While finishing his degree in Canada, Bowie was offered contracts on major theatre productions and international shows including The Paul McCartney World Tour, Cats and Les Misérables. In 1997 he moved to Sydney, Australia where he spent three year. At this time, Wong decided to focus on his passion for fashion itself, as he explains, "[fashion] is a romantic roller-coaster ride and I wanted to be a part of that excitement – [but] on my own terms, so I would not have to compromise"

== Early career ==
In 2000, Wong launched his first complete collection and began to establish himself as a local Australian brand.

In 2011 and 2012, Wong produced a couture collection of unique custom-made dresses and bridal-inspired gowns which was shown at Australian Fashion Week.

He has dressed celebrities such as Kendall Jenner, Kylie Minogue, George Michael, Beyonce and Harry Potter stars Evanna Lynch and Jade Gordon.

Wong has been named a Friend of Australia by Tourism Australia in recognition of his contribution to the Australian fashion industry.

== Bowie Wong (brand) ==

In January 2014, Bowie Wong debuted at Paris Fashion Week, the first Australian-based fashion designer to do so, presenting his collection at the Australian Embassy in Paris. Wong showed at Paris Fashion Week again in July 2014.

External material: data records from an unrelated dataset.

PR #10, opened 2020-12-11
Bug 1681516 - Fix percentage calc for size check CI

brizental:
I also try to make the percentage prettier by limiting it to two decimal cases.


Dexterp37 (approved):
Thanks for disabling it.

Vogue's Suzy Menkes paid a visit to Wong. Coverage included Women's Wear Daily, Agence France-Presse and Australian media. In Paris, press included Melty Fashion, Paris Haute and Flip-Zone. FashionTV filmed backstage and show coverage.

Wong was also invited by L'Officiel Australia to become a couture contributor for the magazine.

In January 2015, Wong once again presented a collection at Paris Haute Couture Week, as mentioned by The Huffington Post, Gypset Magazine and FVM Global Magazine amongst others.